Micro-World Gems & Gemology, Fall 2019, Vol. 55, No. 3

Iolite-Sunstone Intergrowth and Inclusions

Iolite-sunstone overgrowth crystal specimen.
Figure 1. An iolite-sunstone overgrowth crystal specimen. Photo by Kevin Schumacher.

At the GIA Carlsbad laboratory, the authors recently examined a cabochon of “bloodshot” iolite (containing red, eye-visible platelets of hematite) intergrown with a sunstone (figure 1). This material was reportedly sourced from India. Cordierite (iolite) and plagioclase feldspar is a common metamorphic mineral assemblage, and similar material reportedly from India has been documented in the past (Winter 1991 Gem News, pp. 261–262).

This “double” gem specimen displays a mixture of an attractive bluish violet dichroic color with red hematite platelet inclusions in the iolite half, combined with an orange aventurescence effect from numerous tiny copper-colored hematite platelets in the sunstone half.

An anthophyllite crystal inclusion exhibits high transparency.
Figure 2. This colorful inclusion scene showcases an anthophyllite crystal inclusion, which exhibits high transparency, several cleavage planes, and a thin/bladed prismatic crystal form. Photomicrograph by Jonathan Muyal; field of view 2.34 mm.

Viewing the stone under magnification offers an inclusion scene with a variety of well-formed hematite platelets, crystals, and liquid inclusions. Of particular interest was a fine elongated single-crystal inclusion of anthophyllite (figure 2).

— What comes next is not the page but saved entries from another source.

PR #276, opened 2017-08-02
Integrate Kubernetes BIG-IP Controller to use CCCL and CCCL Schema

edarzins:
Changes to the k8s-bigip-ctlr:
- Creation of a CCCL instance for each managed partition
- Modified create_ltm_config_kubernetes() to create CCCL-compliant schema
- Converted python unit tests

Note: This is an interim step. Currently, the creation of a BIG-IP configuration
occurs in two pieces: the golang frontend creates a config file from the
relevant configmaps and service descriptions, then the python backend performs
another conversion before passing the desired config to CCCL. The goal is to
create the CCCL-compliant BIG-IP config in one step within the golang frontend
of k8s-bigip-ctlr. Most importantly, this commit removes the dependency upon the
legacy f5-cccl/f5_cccl/_f5.py implemention.

### DIFF
--- a/python/bigipconfigdriver.py
+++ b/python/bigipconfigdriver.py
@@ -33,10 +33,9 @@ import urllib
 import pyinotify
 
 from urlparse import urlparse
-from f5_cccl._f5 import CloudBigIP, get_protocol, has_partition, log_sequence
-from f5_cccl.common import extract_partition_and_name, ipv4_to_mac,\
-    list_diff_exclusive, IPV4FormatError, PartitionNameError
 from f5.bigip import ManagementRoot
+from f5_cccl.api import F5CloudServiceManager
+from f5_cccl.exceptions import F5CcclError
 
 log = logging.getLogger(__name__)
 console = logging.StreamHandler()
@@ -44,6 +43,24 @@ console.setFormatter(
     logging.Formatter("[%(asctime)s %(name)s %(levelname)s] %(message)s"))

The crystal shape of the anthophyllite could easily be mistaken for phlogopite, which has been documented in cordierite (E.J. Gübelin and J.I. Koivula, Photoatlas of Inclusions in Gems, Vol. 1, ABC Edition, Zurich, 1986, p. 268). In fact, several greenish brown prismatic phlogopite crystal inclusions were also observed inside the same specimen. Nevertheless, the anthophyllite crystal was conclusively identified by Raman microspectrometry analysis. The anthophyllite crystal inclusion showed a bladed prismatic crystal form, orangy yellow color, transparency, and several cleavage planes.

Although amphibole mineral inclusions have been documented extensively, distinct prismatic anthophyllite crystal inclusions are very rare and few references are found in the literature. Anthophyllite is more common in lamellar or fibrous form, classified as asbestos.

This combination iolite-sunstone specimen and its inclusions offer a unique visual composition that makes it a desirable piece for a gem collection

Jonathan Muyal is a former staff gemologist, and Paul Mattlin is manager of distance education, at GIA in Carlsbad, California.